→ **WORK INSTRUCTIONS**
Your response should contain each line of the data that includes "column".

═══

Issue #500, opened 2022-07-23
Eliminate libssl dependency


Voxelot:
On a fresh Ubuntu install, users are reporting that fuel-core requires libssl to be installed. This is a regression, and libssl should be rooted out from the dependency tree if possible. This is likely due to the recent inclusion of Prometheus, but requires further analysis.

PR #518, opened 2022-07-30
fix openssl dep

Voxelot:
Integration tests were creating a dependency on openssl, preventing the repo from being tested without openssl installed on the system. This PR also also includes a new CI change to prevent openssl from being included in the future.

closes: #500 

Tested using a clean install of ubuntu in virtual box


ControlCplusControlV (approved):
Tested locally on a fresh docker image without openssl, works great

PR #532, opened 2022-08-04
Message verification in the block executor

### LINKED ISSUE #512: Properly verify message id existence and spend in the block executor
When utxo_validation is enabled, the block execution logic should verify the existence of bridge messages. The executor also needs to mark the message as spent to prevent reuse.

This work was deferred from the main task (#510) of upgrading to the latest versions of fuel-tx and fuel-vm, ~~and is blocked on #485~~ as well to check if the message exists in the database.

Test Cases:

- Block execution succeeds when a tx includes a message with message da_height <= block da_height
- Block execution fails if tx spends a message id that does not exist in db
- Block execution fails if tx spends a message id with da_height > block da_height
- Block execution fails if tx spends a message id that has already been spent

Dentosal:
Closes #512

### DIFF
--- a/fuel-core/Cargo.toml
+++ b/fuel-core/Cargo.toml
@@ -43,6 +43,7 @@ fuel-core-interfaces = { path = "../fuel-core-interfaces", version = "0.9.5", fe
 fuel-relayer = { path = "../fuel-relayer", version = "0.9.5" }
 fuel-sync = { path = "../fuel-sync", version = "0.9.5" }
 fuel-txpool = { path = "../fuel-txpool", version = "0.9.5" }
+fuel-types = "0.5"
 futures = "0.3"
 graphql-parser = "0.3.0"
 hex = { version = "0.4", features = ["serde"] }
--- a/fuel-core/Cargo.toml
+++ b/fuel-core/Cargo.toml
@@ -43,7 +43,6 @@ fuel-core-interfaces = { path = "../fuel-core-interfaces", version = "0.9.5", fe
 fuel-relayer = { path = "../fuel-relayer", version = "0.9.5" }
 fuel-sync = { path = "../fuel-sync", version = "0.9.5" }
 fuel-txpool = { path = "../fuel-txpool", version = "0.9.5" }
-fuel-types = "0.5"
 futures = "0.3"
 graphql-parser = "0.3.0"
 hex = { version = "0.4", features = ["serde"] }
--- a/fuel-core/src/executor.rs
+++ b/fuel-core/src/executor.rs
@@ -5,7 +5,10 @@ use crate::{
     tx_pool::TransactionStatus,
 };
 use chrono::Utc;
-use fuel_core_interfaces::common::fuel_tx::{CheckedTransaction, TransactionFee};
+use fuel_core_interfaces::{
+    common::fuel_tx::{CheckedTransaction, TransactionFee},
+    model::DaMessage,
+};
 use fuel_core_interfaces::{
     common::{
         fuel_asm::Word,
@@ -23,6 +26,7 @@ use fuel_core_interfaces::{
     },
     model::FuelBlockHeader,
 };
+use fuel_types::MessageId;
 use std::{
     error::Error as StdError,
     ops::{Deref, DerefMut},
@@ -117,11 +121,15 @@ impl Executor {
                 // validate transaction has at least one coin
                 self.verify_tx_has_at_least_one_coin_or_message(tx)?;
                 // validate utxos exist and maturity is properly set
-                self.verify_input_state(block_db_transaction.deref(), tx, block.header.height)?;
+                self.verify_input_state(
+                    block_db_transaction.deref(),
+                    tx,
+                    block.header.height,
+                    block.header.number,
+                )?;
                 // validate transaction signature
                 tx.validate_input_signature()
                     .map_err(TransactionValidityError::from)?;
-                // verify that brindge messages exist
             }
 
             // index owners of inputs and outputs with tx-id, regardless of validity (hence block_tx instead of tx_db)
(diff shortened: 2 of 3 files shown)


fuel-core/Cargo.toml
```diff
@@ -43,6 +43,7 @@ fuel-core-interfaces = { path = "../fuel-core-interfaces", version = "0.9.5", fe
 fuel-relayer = { path = "../fuel-relayer", version = "0.9.5" }
 fuel-sync = { path = "../fuel-sync", version = "0.9.5" }
 fuel-txpool = { path = "../fuel-txpool", version = "0.9.5" }
+fuel-types = "0.5"
```
Voxelot, line 46: This should be re-exported by `fuel-core-interfaces`. If we let these fuel-* deps proliferate into the `Cargo.toml` of all our crates, we increase the likelihood of a missed version bump. It also just makes a lot of extra work when it's time to upgrade these versions if we have to update in several places instead of just `fuel-core-interfaces`.

fuel-core/src/executor.rs
```diff
@@ -5,7 +5,10 @@ use crate::{
     tx_pool::TransactionStatus,
 };
 use chrono::Utc;
-use fuel_core_interfaces::common::fuel_tx::{CheckedTransaction, TransactionFee};
+use fuel_core_interfaces::{
+    common::fuel_tx::{CheckedTransaction, TransactionFee},
+    model::DaMessage,
+};
```
Voxelot, line 11:
```suggestion
use fuel_core_interfaces::{
    common::{fuel_tx::{CheckedTransaction, TransactionFee}, fuel_type::MessageId},
    model::DaMessage,
};
```

fuel-core/src/executor.rs
```diff
@@ -23,6 +26,7 @@ use fuel_core_interfaces::{
     },
     model::FuelBlockHeader,
 };
+use fuel_types::MessageId;
```
Voxelot, line 29:
```suggestion
```

fuel-core/Cargo.toml
Voxelot, line 46:
```suggestion
```

fuel-core/src/executor.rs
```diff
@@ -304,9 +318,22 @@ impl Executor {
...
+                        if message.fuel_block_spend.is_some() {
+                            return Err(TransactionValidityError::MessageAlreadySpent(*message_id));
+                        }
+                        if BlockHeight::from(message.da_height) > block_da_height {
+                            return Err(TransactionValidityError::MessageSpendTooEarly(
+                                *message_id,
+                            ));
+                        }
+                    } else {
+                        println!("NOTFOUND {message_id:?}");
```
Voxelot, line 333: We should use tracing instead of println's for logging messages. I'm suggesting we remove this message since the error should already have a trace/context.

```suggestion
```

fuel-core/src/executor.rs
```diff
@@ -345,57 +372,115 @@ impl Executor {
...
+                            .ok_or(Error::TransactionValidity(
+                                TransactionValidityError::MessageDoesNotExist(*message_id),
+                            ))?
+                            .da_height
+                    } else {
+                        // if utxo validation is disabled, just assignto the original block
+                        Default::default()
+                    };
+
+                    println!("INSERT {message_id:?}");
```
Voxelot, line 467:
```suggestion
```

fuel-core/src/executor.rs
```diff
@@ -345,57 +372,115 @@ impl Executor {
...
-        } else {
+    fn verify_tx_has_at_least_one_coin_or_message(&self, tx: &Transaction) -> Result<(), Error> {
+        if tx
+            .inputs()
+            .iter()
+            .any(|input| input.is_coin() || input.is_message())
+        {
             Ok(())
+        } else {
+            Err(TransactionValidityError::NoCoinInput(tx.id()).into())
```
Voxelot, line 383: This error should be updated to mention that there's no coin OR message.

fuel-core/src/executor.rs
```diff
@@ -304,9 +317,22 @@ impl Executor {
...
+                        if message.fuel_block_spend.is_some() {
+                            return Err(TransactionValidityError::MessageAlreadySpent(*message_id));
+                        }
+                        if BlockHeight::from(message.da_height) > block_da_height {
+                            return Err(TransactionValidityError::MessageSpendTooEarly(
+                                *message_id,
+                            ));
+                        }
+                    } else {
+                        println!("NOTFOUND {message_id:?}");
```
Voxelot, line 332: More printlns, plz cleanup

Voxelot (changes requested):
One remaining println

Voxelot (approved):

fuel-core/src/executor.rs
```diff
@@ -1594,4 +1686,183 @@ mod tests {
...
+            .finalize();
+
+        if let Input::MessageSigned { owner, .. } = tx.inputs()[0] {
+            message.owner = owner;
+        } else {
+            unreachable!();
+        }
+
+        (tx, message.check())
+    }
```
bvrooman, line 1721: Personally, I like to put helper functions at the top of the `tests` module in its own `helpers` submodule, i.e.: `tests::helpers::make_tx_and_message`. This way:
- When reading the code the test suite isn't interrupted by helper fns
- The test code makes it clear you're calling a test function, i.e. `helpers::make_tx_and_message(..)`

bvrooman (approved):

fuel-core/src/executor.rs
Dentosal: I like to keep code like this near the test cases that use it, so I'm keeping it here for now. I agree that more-generic functions should be in helpers module.

Issue #520, opened 2022-08-01
Add db column for `MessageOwner` -> `[MessageId]` where message owner is address or predicate hash


Voxelot:
This will enable the SDK to find message inputs to spend. This should largely be the same as `OWNED_COINS`.

Tests:

- [x] when a DaMessage is inserted using `RelayerDb::insert(MessageId, DaMessage)`, the MessageId is included in the set of ids associated with the owner.
- [x] when a DaMessage is removed using `RelayerDb::remove(MessageId)`, the MessageId is no longer included in the set of ids associated with the owner.

PR #533, opened 2022-08-04
add db column for message owner

leviathanbeak:
solves #520 

* added the column for storing the [MessageId]
* updated `insert()` and `remove()` methods so that MessageIds get persisted
* added `owned_message_ids()` query method to the Database
* added a test that verifies the functionality of the changes

### DIFF
--- a/fuel-core/src/database/message.rs
+++ b/fuel-core/src/database/message.rs
@@ -86,3 +86,39 @@ fn owner_msg_id_key(owner: &Address, msg_id: &MessageId) -> Vec<u8> {
         .copied()
         .collect()
 }
+
+#[cfg(test)]
+mod tests {
+    use super::*;
+
+    #[test]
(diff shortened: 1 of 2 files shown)


fuel-core/src/database/message.rs
```diff
@@ -13,12 +19,31 @@ impl Storage<MessageId, DaMessage> for Database {
         key: &MessageId,
         value: &DaMessage,
     ) -> Result<Option<DaMessage>, KvStoreError> {
+        // insert secondary record by owner
+        Database::insert(
```
Voxelot, line 23: It seems like we should do the primary insert of the record before the updating the index. Just in case something tries to query the index and the underlying data isn't persisted yet.

Voxelot (dismissed):

Voxelot (approved):

Issue #104, opened 2019-09-03
Release notes for @actions/github 1.0.1


xt0rted:
[I just got a PR](https://github.com/xt0rted/block-autosquash-commits-action/pull/37) from dependabot bumping `@actions/github` to version `1.0.1` but there doesn't seem to be release notes for this [in the project folder](https://github.com/actions/toolkit/blob/master/packages/github/RELEASES.md), or a [release/tag](https://github.com/actions/toolkit/releases). Is there an easier way to see what changed than looking through the commits?

damccorm:
Whoops, sorry forgot to update the release notes - they should be updated now, it included a small change to enable simpler webpack configs (#101).

xt0rted:
Same issue with the 1.1.0 releases.

damccorm:
Updated, sorry about that - will get better at this

xt0rted:
There's also a 1.1.0 update for `@actions/core`, are there any changes to that beside #98?

damccorm:
No, that's it. Will update there as well

xt0rted:
@damccorm I was looking into this more and what I found is because this is a mono repo the `package.json` of each package needs to be modified like so:

```diff
   "repository": {
     "type": "git",
-    "url": "git+https://github.com/actions/toolkit.git"
+    "url": "git+https://github.com/actions/toolkit.git",
+    "directory": "packages/github"
   },
```

Then `RELEASES.md` renamed to `RELEASE.md` or `CHANGELOG.md` ([as per dependabot](https://github.com/dependabot/dependabot-core/blob/35afcd3efa13e9c1bfe04edfd4461223b1681c0a/common/lib/dependabot/metadata_finders/base/changelog_finder.rb#L21)).

That should then allow Dependabot to pull the correct change log for each package instead of showing a [list of commits](https://github.com/xt0rted/slash-command-action/pull/4) like it's doing now. I was going to PR the changes but wasn't sure if you wanted them made.

bryanmacfarlane:
>  I was going to PR the changes but wasn't sure if you wanted them made.

We would gladly accept a PR.

xt0rted:
This change is in #143

xt0rted:
The change log is showing in Dependabot's PRs now https://github.com/xt0rted/block-autosquash-commits-action/pull/44

PR #143, opened 2019-09-19
Add 'repository.directory' to package manifests

hmarr:
This is supported by npm ([docs](https://docs.npmjs.com/files/package.json#repository)). It can help tools like Dependabot figure out what's changed between versions.

### DIFF
--- a/packages/core/package.json
+++ b/packages/core/package.json
@@ -22,7 +22,8 @@
   },
   "repository": {
     "type": "git",
-    "url": "git+https://github.com/actions/toolkit.git"
+    "url": "git+https://github.com/actions/toolkit.git",
+    "directory": "packages/core"
   },
   "scripts": {
     "test": "echo \"Error: run tests from root\" && exit 1",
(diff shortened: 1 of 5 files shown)


xt0rted:
This change was mentioned in https://github.com/actions/toolkit/issues/104#issuecomment-529155474. I think for it to fully work with dependabot the `RELEASES.md` files also need to be renamed.

hmarr:
The other option is just supporting those files in Dependabot. https://github.com/dependabot/dependabot-core/pull/1392 adds support for that.

hmarr:
Apparently dependabot looks for filenames *containing* those strings (case-insensitive), so it should already work as `release` is in the list.

bryanmacfarlane:
@xt0rted - it sounds like we're good then since it looks for files that contain `release`.  OK?

xt0rted:
@bryanmacfarlane yea, this should be all that's needed for dependabot to pickup the change logs.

═══

→ **RESULT FOR THIS EXERCISE**
Add db column for `MessageOwner` -> `[MessageId]` where message owner is address or predicate hash
add db column for message owner
* added the column for storing the [MessageId]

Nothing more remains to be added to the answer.